Does XQuery fit all?
13:43, 19 Dec 2001 UTC | Eric van der Vlist

Jonathan Robie at XML 2001

While XQuery is usually considered an inappropriate tool for querying RDF collections or Topic Maps, Jonathan Robie demonstrated at XML 2001 that using XQuery functions over their normalized forms can be practical and not especially complex.

In his presentation, challengingly entitled "The Syntactic Web", Robie tries to reconcile the abstraction of the semantic world with its concrete syntactic representation:

This title was not chosen as a criticism of the semantic web, but to emphasize that there should be a straightforward syntactic representation of logical models so that general purpose tools can leverage the content of the semantic web. Syntax and semantics are not separate enterprises - they go hand in hand. Every syntax should have a clear underlying semantics, and every semantics should have a syntactic form that clearly expresses its underlying model.

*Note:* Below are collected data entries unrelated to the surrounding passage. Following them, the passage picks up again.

PR #279, opened 2022-10-05
Fix constrained topo

bredelings:
This PR fixes `Segmentation fault` errors in NNI and SPR.  In both cases, a loop was created in getParent() edges, and this lead to an infinite loop in recursive-dirty-flagging which overflowed the stack.

The PR also adds an error message indicating that the NNI proposal does not (currently) handle a root node with only 2 children.

### DIFF
--- a/src/core/datatypes/trees/Tree.cpp
+++ b/src/core/datatypes/trees/Tree.cpp
@@ -1733,6 +1733,11 @@ void Tree::resetTaxonBitSetMap( void )
 
 TopologyNode& Tree::reverseParentChild(TopologyNode &n)
 {
+    // This routine makes n the new root by
+    // * first making n.getParent() the new root, and then
+    // * making n.getParent() into a child of n.
+    // It returns the original root.
+
     TopologyNode* ret = &n;
 
     if ( !n.isRoot() )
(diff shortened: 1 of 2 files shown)


davidcerny:
The code changes all make sense, the new error message is very helpful, and the PR successfully addresses the problem of non-clock NNI getting stuck in an infinite loop. That said, I would suggest postponing the merge until we solve the analogous issue with SPR, which currently also keeps getting stuck when a backbone is provided (even when the backbone tree and the initial tree are both unrooted). I bet the source of the problem is the same – a loop getting created somewhere inside `doProposal()` – and I'd be happy to look into it, but will not be able to do it until next week.

bredelings:
It looks like with SPR, we get a similar infinite loop in parent edges.  It comes from this line in `src/core/moves/proposal/tree/SubtreePruneRegraft/Proposal.cpp`:

``` C++
        TopologyNode& regraft = tau.reverseParentChild(*newParent);
```

bredelings:
OK, this fixes the SEGFAULT in SPR.

davidcerny (approved):
You are amazing, Ben – very happy to approve this! :-) I can confirm that our nonclock backbone test script which was previously causing RevBayes to either hang or segfault now runs without any issues (with NNI, SPR, or both), and produces a posterior distribution of correctly constrained trees. Thank you for your work on this!

PR #280, opened 2022-10-06
Don't crash in setwd(dir) if dir does not exist.

bredelings:
Without the patch we get (for example):
```
> setwd("asdf")
terminate called after throwing an instance of 'boost::filesystem::filesystem_error'
  what():  boost::filesystem::current_path: No such file or directory: "asdf"
Aborted
```
With the patch, we get
```
> setwd("asdf")
   Error:	setwd: The path "asdf" does not exist.
```

The PR:
* checks if the filename exists and is a directory first, before we try and set it as the current directory.
* modifies the read-eval-print loop not to crash on exceptions that are not RbException, such as boost::filesystem::filesystem::error.

### DIFF
--- a/src/revlanguage/functions/basic/Func_setwd.cpp
+++ b/src/revlanguage/functions/basic/Func_setwd.cpp
@@ -46,11 +46,15 @@ Func_setwd* Func_setwd::clone( void ) const
 /** Execute function */
 RevPtr<RevVariable> Func_setwd::execute( void )
 {
-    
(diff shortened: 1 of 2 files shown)


spydr073 (approved):
Both changes look good, and makes for a better user experience.

One thing that we may want to consider though is the use of boost libraries. In the past there have been pushes to minimize reliance on external libraries. Not sure if this will come up again in the future.

bredelings:
Long-term, would should replace boost::filesystem with std::filesystem.

But, in order to do this, we need to
* change the standard to c++17
* require gcc v9 or higher

Issue #239, opened 2022-05-01
[BUG] taxa(), ntips() and rootAge() don't work


siariazi:
Hello, 

I’m using RevBayes version 1.1.1 on Windows and now trying to reproduce the results of “Simple Diversification Rate Estimation” from here:  [https://revbayes.github.io/tutorials/divrate/simple.html](url)

When I run this line of code:
`taxa <- T.taxa()`

I get this message:
`Error: No function named 'taxa'`

I get the same message for `T.ntips()` and `T.rootAge()` as well.

In addition when I run this line:
`timetree ~ dnBDP(lambda=birth_rate, mu=0.0, rho=rho, rootAge=root_time, samplingStrategy="uniform", condition="survival", taxa=taxa)`

I get this message: 
```
Error:	Argument or label mismatch for function call.
   Provided call:
   dnBDP (RealPos<stochastic> 'lambda',
          Probability<constant> 'mu',
          RealPos<constant> 'rho',
          Natural<constant> 'rootAge',
          String<constant> 'samplingStrategy',
          String<constant> 'condition',
          Natural<constant> 'taxa',
          Natural<constant> 'Clade' )
   Correct usage is:
   dnBirthDeath (RealPos<any> lambda,
                 RealPos<any> mu,
                 Probability<any> rho,
                 RealPos<any> rootAge,
                 String<any> samplingStrategy {valid options: "uniform"|"diversified"},
                 String<any> condition {valid options: "time"|"survival"|"nTaxa"},
                 Taxon[]<any> taxa,
                 Clade[]<any> incompleteClades)
```
Where there is no clade provided in the sample data. 
Are those functions revised and there is a new tutorial covering them?

davidcerny:
Hi @siariazi, I unfortunately don't have access to a Windows machine, but I tried – and failed – to reproduce this error using RevBayes 1.1.1 on macOS.

In my experience, the error you describe is often due to the fact that RevBayes distinguishes between a vector of trees of length 1, and a single tree that forms an element of such a vector. In the following example, `T` is actually a vector of trees (as indicated by the square brackets, `[]`), and I get the same error as you:

```
> T <- readTrees("data/primates_tree.nex")
   Attempting to read the contents of file "primates_tree.nex"
   Successfully read file
> type(T)
    TimeTree[]
> taxa <- T.taxa()
   Error:	No function named 'taxa'
```

[...]

PR #281, opened 2022-10-06
Mention object type in error messages for missing method `object.method()`.

bredelings:
This is motivated by the common problem where people write `T <- readTrees("data/primates_tree.nex")`.  

Since the subscript `[1]` is missing, T is not a tree and so method calls like `T.taxa()` don't work.  This results in bug reports like #239.

This patch generates the "no method" error from `SyntaxFunctionCall::evaluateContent( )` instead of from `FunctionTable::findFunction( )`.  SyntaxFunctionCall has access to the type of the base variable, so we can add that to the error message.  We also suggest using `.methods()`.

```
> T = readTrees("primates.tree")
   Attempting to read the contents of file "primates.tree"
   Successfully read file
> T.ntips()
   Error:	Variable of type 'TimeTree[]' has no method called 'ntips'.  You can use '.methods()' to find available methods.
```

This will hopefully prevent bug reports like #239, as well as making `.methods()` more discoverable.

### DIFF
--- a/src/revlanguage/workspace/FunctionTable.cpp
+++ b/src/revlanguage/workspace/FunctionTable.cpp
@@ -287,7 +287,7 @@ std::vector<Function *> FunctionTable::findFunctions(const std::string& name) co
 
 
 /** Find function (also processes arguments) */
-const Function& FunctionTable::findFunction(const std::string& name, const std::vector<Argument>& args, bool once) const
+const Function* FunctionTable::findFunction(const std::string& name, const std::vector<Argument>& args, bool once) const
 {
     
     std::pair<std::multimap<std::string, Function *>::const_iterator,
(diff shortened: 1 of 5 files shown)


bredelings:
Fixes #239

src/revlanguage/workspace/FunctionTable.cpp
```diff
@@ -305,7 +305,7 @@ const Function& FunctionTable::findFunction(const std::string& name, const std::
         }
         else
         {
-            throw RbException("No function named '"+ name + "'");
+            return nullptr;
```
hoehna, line 308: Why does this now return a nullptr instead of the error message?

bredelings: I added the following comment:
```
            // Here we just return a nullptr to indicate failure.
            // The caller can produce better error messages, so it is the caller's job to throw an exception.
```

hoehna (approved):
Great, looks good.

This should include schema-level information as well as instance-level information; for instance, our RDF internal format represents the entire RDF schema with assertions, making it possible for schema-level constructs to be evaluated in XQuery.

Having defined normalized XML representations for both RDF and Topic Maps, Robie created some simple XQuery functions to manipulate high level concepts of each language and to perform the "joins". He showed that when using these functions over the normalized representations XQuery queries were practical, readable and had roughly the same level of complexity as those written with specialized languages.

Acknowledging the help of a number of RDF and Topic Map experts, Robie noted: "they do not all agree with the conclusions I have drawn".